* [ENTRIES PROVIDED]:
--- START ---

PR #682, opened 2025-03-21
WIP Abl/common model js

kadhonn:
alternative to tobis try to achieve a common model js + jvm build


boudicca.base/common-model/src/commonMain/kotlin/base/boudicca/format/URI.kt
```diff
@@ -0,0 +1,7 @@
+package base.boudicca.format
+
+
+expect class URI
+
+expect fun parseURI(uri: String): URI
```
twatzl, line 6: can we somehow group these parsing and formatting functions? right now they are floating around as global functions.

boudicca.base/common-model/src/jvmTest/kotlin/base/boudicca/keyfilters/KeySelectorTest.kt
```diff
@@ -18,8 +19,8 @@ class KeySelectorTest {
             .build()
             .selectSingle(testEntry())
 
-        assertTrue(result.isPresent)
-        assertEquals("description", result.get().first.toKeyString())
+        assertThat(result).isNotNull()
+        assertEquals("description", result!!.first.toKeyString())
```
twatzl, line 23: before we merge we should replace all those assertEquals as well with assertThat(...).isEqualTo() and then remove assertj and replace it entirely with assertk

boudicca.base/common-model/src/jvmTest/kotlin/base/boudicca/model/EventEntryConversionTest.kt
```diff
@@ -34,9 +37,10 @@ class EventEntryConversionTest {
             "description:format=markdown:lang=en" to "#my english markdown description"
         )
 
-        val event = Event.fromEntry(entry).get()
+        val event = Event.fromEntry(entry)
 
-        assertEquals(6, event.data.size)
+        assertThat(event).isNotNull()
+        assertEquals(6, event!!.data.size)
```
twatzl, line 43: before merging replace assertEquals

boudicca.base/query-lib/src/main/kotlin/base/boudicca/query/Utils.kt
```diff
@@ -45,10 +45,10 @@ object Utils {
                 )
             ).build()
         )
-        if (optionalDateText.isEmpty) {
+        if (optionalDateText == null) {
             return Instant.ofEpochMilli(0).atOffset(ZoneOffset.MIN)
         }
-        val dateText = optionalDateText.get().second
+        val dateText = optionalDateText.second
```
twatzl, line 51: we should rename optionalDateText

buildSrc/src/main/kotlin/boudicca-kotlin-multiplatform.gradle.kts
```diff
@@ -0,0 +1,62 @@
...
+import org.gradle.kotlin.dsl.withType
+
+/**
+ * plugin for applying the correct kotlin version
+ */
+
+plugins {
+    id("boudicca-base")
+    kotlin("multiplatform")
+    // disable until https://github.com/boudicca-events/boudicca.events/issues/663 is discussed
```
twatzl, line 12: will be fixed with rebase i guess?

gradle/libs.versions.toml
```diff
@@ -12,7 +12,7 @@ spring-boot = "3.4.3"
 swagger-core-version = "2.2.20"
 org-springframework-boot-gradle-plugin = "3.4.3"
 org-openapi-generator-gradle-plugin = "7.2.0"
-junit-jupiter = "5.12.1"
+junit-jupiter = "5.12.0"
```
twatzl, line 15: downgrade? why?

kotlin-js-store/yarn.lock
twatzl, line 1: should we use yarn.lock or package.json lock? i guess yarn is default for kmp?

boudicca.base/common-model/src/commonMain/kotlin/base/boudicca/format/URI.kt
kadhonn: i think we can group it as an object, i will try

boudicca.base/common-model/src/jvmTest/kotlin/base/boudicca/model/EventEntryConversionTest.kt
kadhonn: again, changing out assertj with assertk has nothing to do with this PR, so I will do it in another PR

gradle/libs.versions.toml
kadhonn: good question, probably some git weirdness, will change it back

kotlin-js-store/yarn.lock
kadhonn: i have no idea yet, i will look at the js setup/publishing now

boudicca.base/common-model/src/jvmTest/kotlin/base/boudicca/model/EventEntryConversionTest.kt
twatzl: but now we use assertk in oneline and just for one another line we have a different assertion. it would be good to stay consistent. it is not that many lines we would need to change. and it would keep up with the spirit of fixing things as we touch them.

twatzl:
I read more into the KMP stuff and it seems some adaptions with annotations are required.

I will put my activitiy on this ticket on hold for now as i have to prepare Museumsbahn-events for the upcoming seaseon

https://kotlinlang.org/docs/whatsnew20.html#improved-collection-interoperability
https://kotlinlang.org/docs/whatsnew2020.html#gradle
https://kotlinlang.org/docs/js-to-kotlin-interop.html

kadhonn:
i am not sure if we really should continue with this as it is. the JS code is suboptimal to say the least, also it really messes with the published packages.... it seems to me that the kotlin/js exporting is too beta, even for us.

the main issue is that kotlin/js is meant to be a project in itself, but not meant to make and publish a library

--- END ---
--- START ---

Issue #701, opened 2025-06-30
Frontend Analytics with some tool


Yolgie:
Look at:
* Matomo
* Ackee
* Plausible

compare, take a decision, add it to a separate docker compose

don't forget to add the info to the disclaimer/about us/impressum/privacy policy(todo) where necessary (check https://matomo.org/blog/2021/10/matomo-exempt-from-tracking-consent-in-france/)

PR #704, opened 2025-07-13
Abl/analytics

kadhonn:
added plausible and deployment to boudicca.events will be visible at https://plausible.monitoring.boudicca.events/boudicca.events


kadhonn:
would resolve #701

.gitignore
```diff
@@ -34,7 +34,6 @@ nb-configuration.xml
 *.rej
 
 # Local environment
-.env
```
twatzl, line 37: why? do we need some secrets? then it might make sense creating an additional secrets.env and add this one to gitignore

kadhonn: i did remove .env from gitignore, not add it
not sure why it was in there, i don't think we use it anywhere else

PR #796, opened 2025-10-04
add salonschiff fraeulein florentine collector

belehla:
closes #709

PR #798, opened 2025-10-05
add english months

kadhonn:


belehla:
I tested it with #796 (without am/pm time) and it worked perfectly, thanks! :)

--- END ---

Go through the data and gather every line that holds "multiplatform".

* [SOLUTION TO THE PROBLEM]:
buildSrc/src/main/kotlin/boudicca-kotlin-multiplatform.gradle.kts
+    kotlin("multiplatform")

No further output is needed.